デイサービス(通所介護)と訪問介護は目的が異なるサービスです。役割の違いと組み合わせの考え方、併用を検討する際にケアマネジャーへ何を確認し、どう相談すればよいかを具体的に整理して解説します。

01デイサービス(通所介護)と訪問介護、それぞれの役割を整理する

デイサービスと訪問介護は、どちらも要介護1〜5の認定を受けた方が利用できる代表的な介護保険サービスですが、提供される場所と目的がはっきり異なります

通所介護(デイサービス)は、利用者が施設に通い、食事・入浴などの日常生活上の支援や機能訓練を受けるサービスです。介護サービス情報公表システムでは、利用者ができる限り自宅で自立した日常生活を送れるよう支援するとともに、社会的孤立感の解消や心身機能の維持、家族の介護負担軽減を目的とすると説明されています。日中に「外に出て」他者と関わりながら支援を受ける場、と捉えると分かりやすいでしょう。

一方、訪問介護は、訪問介護員(ホームヘルパー)等が自宅を訪れ、食事・排泄・入浴などの介助(身体介護)と、掃除・洗濯・買い物・調理などの生活上の支援(生活援助)を提供するサービスです。こちらは「自宅の中で」本人の生活そのものを支える役割を担います。

この2つは対象者の要件(要介護1〜5)は共通していますが、異なる課題に対応するサービスだと理解しておくと、併用の意味が見えやすくなります。どちらか一方で在宅生活のすべてをカバーしようとするのではなく、目的の違う2つのサービスが互いを補い合う関係にある、という前提から考え始めるのが併用の出発点です。
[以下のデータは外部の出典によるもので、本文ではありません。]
PR #491, opened 2025-09-03
Wrapped NodeInfoConsensusStatus and NodeCatchupStatus with Upward

rbaconcordium:
Jira-Id: COR-1841

## Purpose

Ensure new variants in gRPC API for NodeCatchupStatus and NodeInfoConsensusStatus are forward-compatible.

## Changes

Wrapped using Upward

## Checklist

      hard-to-understand areas.

### DIFF
--- a/packages/sdk/src/grpc/translation.ts
+++ b/packages/sdk/src/grpc/translation.ts
@@ -2460,7 +2460,7 @@ export function nodeInfo(nodeInfo: GRPC.NodeInfo): SDK.NodeInfo {
     };
 }
 
-function trCatchupStatus(catchupStatus: GRPC.PeersInfo_Peer_CatchupStatus): SDK.NodeCatchupStatus {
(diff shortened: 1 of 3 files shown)


td202 (approved):

packages/sdk/src/grpc/translation.ts
```diff
@@ -2469,6 +2469,8 @@ function trCatchupStatus(catchupStatus: GRPC.PeersInfo_Peer_CatchupStatus): SDK.
             return SDK.NodeCatchupStatus.Pending;
         case CatchupStatus.UPTODATE:
             return SDK.NodeCatchupStatus.UpToDate;
+        default:
+            return null;
```
soerenbf, line 2473: A bit late to the party here, but instead we should use 
```suggestion
        case undefined:
            return null;
```

This will help us notice new variants when updating the SDK with a new reference to the protobuf definitions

なお、要支援1・2の方は、この記事で説明する通所介護・訪問介護(要介護1〜5向け)ではなく、市区町村が実施する介護予防・日常生活支援総合事業の対象になります。名称は似ていますが仕組みが異なるため、要支援の認定を受けている場合は、後述の章もあわせて確認してください。

02なぜ『併用』という考え方が出てくるのか

在宅で介護を続ける生活は、24時間・365日途切れることなく続いています。しかし訪問介護もデイサービスも、それぞれ提供できる時間・場面には限りがあります。だからこそ、生活全体を1つのサービスだけで支えようとすると、どこかに「抜け」が生じやすくなります

例えば、デイサービスは日中の一定時間、施設で機能訓練や入浴支援を受けられますが、自宅に戻ってからの家事や、通所のない日の生活支援までは担いません。逆に訪問介護は自宅での生活を支えますが、日中の活動量の確保や他者との交流、家族が外出・就労している間の見守りといった役割は、訪問介護だけでは補いにくい場面があります。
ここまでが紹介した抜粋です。